▶ [REQUIRED ACTION] Would you tally how many lines in the records include the word "that"? Reply with the number only.

== Segment start ==

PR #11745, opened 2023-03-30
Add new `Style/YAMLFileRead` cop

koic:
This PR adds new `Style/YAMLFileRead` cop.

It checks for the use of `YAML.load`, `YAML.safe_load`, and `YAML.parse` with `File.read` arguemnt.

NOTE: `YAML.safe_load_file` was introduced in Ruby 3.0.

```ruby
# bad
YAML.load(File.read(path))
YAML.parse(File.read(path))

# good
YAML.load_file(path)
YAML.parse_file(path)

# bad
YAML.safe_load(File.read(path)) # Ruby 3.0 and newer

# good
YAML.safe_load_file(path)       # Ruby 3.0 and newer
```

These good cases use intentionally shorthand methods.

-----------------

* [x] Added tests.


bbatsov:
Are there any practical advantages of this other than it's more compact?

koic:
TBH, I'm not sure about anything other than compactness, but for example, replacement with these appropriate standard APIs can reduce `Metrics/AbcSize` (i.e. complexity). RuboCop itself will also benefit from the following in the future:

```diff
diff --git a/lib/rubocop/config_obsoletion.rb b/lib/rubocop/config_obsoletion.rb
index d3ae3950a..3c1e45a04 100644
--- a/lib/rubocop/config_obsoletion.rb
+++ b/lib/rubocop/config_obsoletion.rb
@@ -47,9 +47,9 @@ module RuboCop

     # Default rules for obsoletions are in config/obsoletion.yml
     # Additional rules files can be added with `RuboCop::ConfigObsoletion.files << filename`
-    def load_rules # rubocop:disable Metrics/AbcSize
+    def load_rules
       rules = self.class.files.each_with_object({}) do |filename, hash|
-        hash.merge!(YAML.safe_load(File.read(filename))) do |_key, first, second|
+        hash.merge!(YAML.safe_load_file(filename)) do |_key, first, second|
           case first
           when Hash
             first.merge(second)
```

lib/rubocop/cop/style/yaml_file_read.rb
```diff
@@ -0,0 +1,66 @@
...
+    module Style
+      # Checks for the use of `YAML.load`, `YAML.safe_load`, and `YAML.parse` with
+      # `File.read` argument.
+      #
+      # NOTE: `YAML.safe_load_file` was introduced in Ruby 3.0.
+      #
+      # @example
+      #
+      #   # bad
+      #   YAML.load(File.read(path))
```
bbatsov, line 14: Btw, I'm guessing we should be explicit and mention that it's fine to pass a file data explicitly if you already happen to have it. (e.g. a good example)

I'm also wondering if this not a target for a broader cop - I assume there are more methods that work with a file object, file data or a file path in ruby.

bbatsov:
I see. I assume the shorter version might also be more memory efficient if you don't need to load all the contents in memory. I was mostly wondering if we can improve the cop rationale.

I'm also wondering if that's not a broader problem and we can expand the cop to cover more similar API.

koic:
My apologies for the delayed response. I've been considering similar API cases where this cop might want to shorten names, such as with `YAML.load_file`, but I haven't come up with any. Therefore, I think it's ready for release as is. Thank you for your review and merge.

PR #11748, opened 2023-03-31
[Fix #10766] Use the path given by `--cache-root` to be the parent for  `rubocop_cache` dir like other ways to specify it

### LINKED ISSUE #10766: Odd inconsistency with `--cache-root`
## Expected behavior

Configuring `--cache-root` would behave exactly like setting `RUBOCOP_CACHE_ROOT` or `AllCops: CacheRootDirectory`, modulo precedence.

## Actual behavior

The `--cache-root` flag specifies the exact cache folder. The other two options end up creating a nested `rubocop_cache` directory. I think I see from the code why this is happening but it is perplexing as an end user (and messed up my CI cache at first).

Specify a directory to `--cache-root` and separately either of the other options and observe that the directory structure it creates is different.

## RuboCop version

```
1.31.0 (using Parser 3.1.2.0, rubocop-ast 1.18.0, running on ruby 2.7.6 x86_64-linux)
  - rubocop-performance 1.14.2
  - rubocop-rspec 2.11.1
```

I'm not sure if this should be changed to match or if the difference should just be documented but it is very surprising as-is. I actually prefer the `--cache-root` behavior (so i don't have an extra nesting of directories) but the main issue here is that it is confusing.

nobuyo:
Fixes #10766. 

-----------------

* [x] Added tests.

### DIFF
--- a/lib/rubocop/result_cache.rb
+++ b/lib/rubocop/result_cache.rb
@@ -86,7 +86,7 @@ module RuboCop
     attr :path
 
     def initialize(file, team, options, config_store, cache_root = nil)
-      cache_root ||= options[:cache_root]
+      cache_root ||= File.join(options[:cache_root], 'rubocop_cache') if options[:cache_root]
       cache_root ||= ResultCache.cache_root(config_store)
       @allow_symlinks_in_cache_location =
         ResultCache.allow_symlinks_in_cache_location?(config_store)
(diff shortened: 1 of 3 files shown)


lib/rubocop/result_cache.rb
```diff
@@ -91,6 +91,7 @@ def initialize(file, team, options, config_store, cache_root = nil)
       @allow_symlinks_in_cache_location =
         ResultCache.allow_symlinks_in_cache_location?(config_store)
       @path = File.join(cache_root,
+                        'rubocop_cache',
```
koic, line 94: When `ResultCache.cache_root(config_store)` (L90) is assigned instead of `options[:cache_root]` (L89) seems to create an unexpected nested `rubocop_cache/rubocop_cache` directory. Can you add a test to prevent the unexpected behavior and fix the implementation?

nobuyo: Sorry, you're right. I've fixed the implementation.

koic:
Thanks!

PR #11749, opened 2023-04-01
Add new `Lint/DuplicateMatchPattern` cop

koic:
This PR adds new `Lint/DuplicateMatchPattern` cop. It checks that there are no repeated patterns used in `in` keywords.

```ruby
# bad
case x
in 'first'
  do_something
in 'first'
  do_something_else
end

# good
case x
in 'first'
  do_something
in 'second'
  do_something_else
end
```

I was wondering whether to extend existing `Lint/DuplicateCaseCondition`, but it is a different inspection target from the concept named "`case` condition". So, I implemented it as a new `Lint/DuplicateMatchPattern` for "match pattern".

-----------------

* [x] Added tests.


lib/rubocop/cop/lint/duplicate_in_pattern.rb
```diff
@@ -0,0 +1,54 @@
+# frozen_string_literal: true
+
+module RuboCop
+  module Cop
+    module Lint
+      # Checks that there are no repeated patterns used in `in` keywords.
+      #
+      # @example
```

== Segment end ==

▶ [SOLVED PROBLEM] 7